→ **Task**
Go through the following data and transcribe exactly the stretch of lines from the one holding "holds its controller" to the one holding "- [x] Included", both included.

(Dataset items)
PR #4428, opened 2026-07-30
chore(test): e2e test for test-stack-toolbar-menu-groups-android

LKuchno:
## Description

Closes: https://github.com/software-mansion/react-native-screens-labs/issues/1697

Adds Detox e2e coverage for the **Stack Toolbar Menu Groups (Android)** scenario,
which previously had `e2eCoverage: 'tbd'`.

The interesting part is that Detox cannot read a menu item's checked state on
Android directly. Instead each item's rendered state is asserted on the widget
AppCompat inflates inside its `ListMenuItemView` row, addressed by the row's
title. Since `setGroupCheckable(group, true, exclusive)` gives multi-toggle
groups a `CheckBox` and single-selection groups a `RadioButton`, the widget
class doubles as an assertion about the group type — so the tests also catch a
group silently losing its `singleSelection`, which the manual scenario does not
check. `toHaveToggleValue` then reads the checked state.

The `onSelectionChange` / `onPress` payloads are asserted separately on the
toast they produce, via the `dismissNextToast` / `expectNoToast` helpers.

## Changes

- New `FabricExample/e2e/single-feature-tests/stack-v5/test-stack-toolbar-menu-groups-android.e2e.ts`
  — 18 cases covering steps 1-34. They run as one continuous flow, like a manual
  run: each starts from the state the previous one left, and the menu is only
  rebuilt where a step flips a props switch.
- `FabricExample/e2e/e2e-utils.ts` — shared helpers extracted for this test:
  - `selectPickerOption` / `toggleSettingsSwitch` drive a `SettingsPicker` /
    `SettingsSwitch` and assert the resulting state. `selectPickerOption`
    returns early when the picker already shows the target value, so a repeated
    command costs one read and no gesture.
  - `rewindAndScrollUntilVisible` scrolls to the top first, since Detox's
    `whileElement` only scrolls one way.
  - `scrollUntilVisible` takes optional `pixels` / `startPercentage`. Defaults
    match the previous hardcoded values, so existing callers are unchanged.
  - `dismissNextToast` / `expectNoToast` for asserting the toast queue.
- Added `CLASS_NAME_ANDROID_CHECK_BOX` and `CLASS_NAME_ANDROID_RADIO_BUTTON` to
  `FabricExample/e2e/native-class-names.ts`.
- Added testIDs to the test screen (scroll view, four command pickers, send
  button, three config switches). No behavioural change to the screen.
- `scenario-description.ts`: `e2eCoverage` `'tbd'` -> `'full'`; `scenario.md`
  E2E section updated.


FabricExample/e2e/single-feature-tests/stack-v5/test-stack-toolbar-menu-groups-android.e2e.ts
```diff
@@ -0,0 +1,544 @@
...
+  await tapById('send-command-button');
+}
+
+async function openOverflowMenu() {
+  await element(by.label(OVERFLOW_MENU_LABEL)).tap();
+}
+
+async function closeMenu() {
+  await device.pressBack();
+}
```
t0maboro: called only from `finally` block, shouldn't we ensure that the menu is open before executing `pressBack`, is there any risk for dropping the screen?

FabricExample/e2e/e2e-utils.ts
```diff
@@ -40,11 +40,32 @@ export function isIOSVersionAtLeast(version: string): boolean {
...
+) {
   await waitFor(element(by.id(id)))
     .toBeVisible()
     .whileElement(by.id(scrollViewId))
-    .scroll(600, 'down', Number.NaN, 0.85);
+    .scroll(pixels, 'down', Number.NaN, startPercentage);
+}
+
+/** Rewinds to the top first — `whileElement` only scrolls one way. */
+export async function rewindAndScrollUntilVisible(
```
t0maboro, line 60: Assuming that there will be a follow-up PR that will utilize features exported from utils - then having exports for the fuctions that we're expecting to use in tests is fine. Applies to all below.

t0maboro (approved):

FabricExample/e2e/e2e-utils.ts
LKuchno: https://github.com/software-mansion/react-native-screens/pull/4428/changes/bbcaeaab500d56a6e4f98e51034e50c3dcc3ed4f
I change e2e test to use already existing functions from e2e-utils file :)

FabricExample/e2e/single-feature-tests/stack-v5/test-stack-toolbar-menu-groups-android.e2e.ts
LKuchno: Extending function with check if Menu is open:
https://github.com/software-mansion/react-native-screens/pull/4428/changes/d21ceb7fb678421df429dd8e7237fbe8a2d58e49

==

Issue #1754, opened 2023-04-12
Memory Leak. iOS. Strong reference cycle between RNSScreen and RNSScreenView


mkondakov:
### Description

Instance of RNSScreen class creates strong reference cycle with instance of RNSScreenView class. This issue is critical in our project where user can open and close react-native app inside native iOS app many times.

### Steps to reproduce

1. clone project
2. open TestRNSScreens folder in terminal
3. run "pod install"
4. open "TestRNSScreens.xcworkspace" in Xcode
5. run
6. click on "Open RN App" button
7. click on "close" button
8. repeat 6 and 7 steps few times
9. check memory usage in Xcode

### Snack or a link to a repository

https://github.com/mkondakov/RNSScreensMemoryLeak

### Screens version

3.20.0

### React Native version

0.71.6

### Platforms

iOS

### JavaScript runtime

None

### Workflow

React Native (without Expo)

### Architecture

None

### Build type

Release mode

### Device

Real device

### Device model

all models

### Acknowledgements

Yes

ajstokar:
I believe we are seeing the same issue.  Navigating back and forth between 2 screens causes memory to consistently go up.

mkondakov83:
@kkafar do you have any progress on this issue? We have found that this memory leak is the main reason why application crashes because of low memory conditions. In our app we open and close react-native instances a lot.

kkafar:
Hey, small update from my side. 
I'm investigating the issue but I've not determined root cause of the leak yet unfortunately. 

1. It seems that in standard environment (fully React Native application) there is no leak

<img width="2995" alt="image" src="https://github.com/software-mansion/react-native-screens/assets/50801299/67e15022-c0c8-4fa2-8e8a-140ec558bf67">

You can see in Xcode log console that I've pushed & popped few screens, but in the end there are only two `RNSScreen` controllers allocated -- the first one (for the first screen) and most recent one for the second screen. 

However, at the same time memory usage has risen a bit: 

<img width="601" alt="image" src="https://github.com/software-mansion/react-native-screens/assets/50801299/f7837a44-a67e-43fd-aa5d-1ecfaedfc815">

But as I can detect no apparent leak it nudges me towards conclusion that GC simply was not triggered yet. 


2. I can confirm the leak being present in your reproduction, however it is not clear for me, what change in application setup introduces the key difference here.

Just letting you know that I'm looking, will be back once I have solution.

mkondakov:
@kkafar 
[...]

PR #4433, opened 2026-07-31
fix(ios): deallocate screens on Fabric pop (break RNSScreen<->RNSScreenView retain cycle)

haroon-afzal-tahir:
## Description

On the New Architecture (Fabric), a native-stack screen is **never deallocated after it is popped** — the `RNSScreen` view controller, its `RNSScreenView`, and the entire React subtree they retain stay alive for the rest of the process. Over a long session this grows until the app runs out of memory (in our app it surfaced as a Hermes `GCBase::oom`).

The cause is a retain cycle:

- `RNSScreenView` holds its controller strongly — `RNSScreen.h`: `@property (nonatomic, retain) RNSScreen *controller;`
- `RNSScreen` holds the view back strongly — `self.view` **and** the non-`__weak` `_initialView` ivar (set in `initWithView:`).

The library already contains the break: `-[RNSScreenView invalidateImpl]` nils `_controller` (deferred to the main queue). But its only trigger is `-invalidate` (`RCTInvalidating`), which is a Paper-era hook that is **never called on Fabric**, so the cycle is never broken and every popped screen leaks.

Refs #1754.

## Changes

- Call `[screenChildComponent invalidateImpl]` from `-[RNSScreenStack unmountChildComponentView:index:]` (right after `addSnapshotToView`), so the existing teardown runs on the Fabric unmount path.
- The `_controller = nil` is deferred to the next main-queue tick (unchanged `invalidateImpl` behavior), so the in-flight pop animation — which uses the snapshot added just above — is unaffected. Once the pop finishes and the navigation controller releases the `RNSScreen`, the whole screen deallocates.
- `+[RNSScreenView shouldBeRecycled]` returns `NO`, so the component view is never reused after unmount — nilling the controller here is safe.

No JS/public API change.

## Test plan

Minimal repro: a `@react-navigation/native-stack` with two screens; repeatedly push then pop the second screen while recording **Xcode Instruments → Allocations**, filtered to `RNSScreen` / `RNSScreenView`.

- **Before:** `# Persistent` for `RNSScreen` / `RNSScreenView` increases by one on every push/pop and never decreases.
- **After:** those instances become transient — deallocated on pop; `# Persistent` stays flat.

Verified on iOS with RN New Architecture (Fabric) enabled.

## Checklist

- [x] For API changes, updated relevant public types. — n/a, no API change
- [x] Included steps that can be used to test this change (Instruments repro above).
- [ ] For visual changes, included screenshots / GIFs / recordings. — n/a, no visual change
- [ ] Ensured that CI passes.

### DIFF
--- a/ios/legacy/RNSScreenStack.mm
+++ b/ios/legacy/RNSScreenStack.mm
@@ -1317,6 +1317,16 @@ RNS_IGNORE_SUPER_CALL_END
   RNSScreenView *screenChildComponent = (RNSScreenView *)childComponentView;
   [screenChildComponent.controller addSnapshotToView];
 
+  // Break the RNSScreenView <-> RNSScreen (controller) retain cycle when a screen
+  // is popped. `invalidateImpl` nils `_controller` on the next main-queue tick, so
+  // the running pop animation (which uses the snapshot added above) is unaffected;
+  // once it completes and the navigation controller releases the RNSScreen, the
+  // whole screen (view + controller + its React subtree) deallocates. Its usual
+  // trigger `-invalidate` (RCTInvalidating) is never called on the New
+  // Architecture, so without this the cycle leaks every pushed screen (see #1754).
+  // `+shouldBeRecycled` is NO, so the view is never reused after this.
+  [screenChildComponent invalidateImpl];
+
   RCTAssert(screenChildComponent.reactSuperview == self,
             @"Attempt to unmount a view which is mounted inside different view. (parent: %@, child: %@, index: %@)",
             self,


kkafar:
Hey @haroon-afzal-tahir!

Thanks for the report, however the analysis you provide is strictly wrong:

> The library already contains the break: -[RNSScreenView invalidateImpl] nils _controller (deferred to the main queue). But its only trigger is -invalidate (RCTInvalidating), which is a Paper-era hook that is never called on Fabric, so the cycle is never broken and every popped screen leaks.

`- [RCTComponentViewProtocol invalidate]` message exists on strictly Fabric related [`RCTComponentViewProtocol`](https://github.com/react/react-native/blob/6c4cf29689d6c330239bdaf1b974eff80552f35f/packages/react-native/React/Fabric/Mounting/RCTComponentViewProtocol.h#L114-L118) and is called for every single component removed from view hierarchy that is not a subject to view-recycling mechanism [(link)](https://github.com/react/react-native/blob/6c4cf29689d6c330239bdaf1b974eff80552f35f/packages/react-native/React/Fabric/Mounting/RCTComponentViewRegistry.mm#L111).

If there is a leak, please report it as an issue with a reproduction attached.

→ **Reply**
- `RNSScreenView` holds its controller strongly — `RNSScreen.h`: `@property (nonatomic, retain) RNSScreen *controller;`
- `RNSScreen` holds the view back strongly — `self.view` **and** the non-`__weak` `_initialView` ivar (set in `initWithView:`).

The library already contains the break: `-[RNSScreenView invalidateImpl]` nils `_controller` (deferred to the main queue). But its only trigger is `-invalidate` (`RCTInvalidating`), which is a Paper-era hook that is **never called on Fabric**, so the cycle is never broken and every popped screen leaks.

Refs #1754.

## Changes

- Call `[screenChildComponent invalidateImpl]` from `-[RNSScreenStack unmountChildComponentView:index:]` (right after `addSnapshotToView`), so the existing teardown runs on the Fabric unmount path.
- The `_controller = nil` is deferred to the next main-queue tick (unchanged `invalidateImpl` behavior), so the in-flight pop animation — which uses the snapshot added just above — is unaffected. Once the pop finishes and the navigation controller releases the `RNSScreen`, the whole screen deallocates.
- `+[RNSScreenView shouldBeRecycled]` returns `NO`, so the component view is never reused after unmount — nilling the controller here is safe.

No JS/public API change.

## Test plan

Minimal repro: a `@react-navigation/native-stack` with two screens; repeatedly push then pop the second screen while recording **Xcode Instruments → Allocations**, filtered to `RNSScreen` / `RNSScreenView`.

- **Before:** `# Persistent` for `RNSScreen` / `RNSScreenView` increases by one on every push/pop and never decreases.
- **After:** those instances become transient — deallocated on pop; `# Persistent` stays flat.

Verified on iOS with RN New Architecture (Fabric) enabled.

## Checklist

- [x] For API changes, updated relevant public types. — n/a, no API change
- [x] Included steps that can be used to test this change (Instruments repro above).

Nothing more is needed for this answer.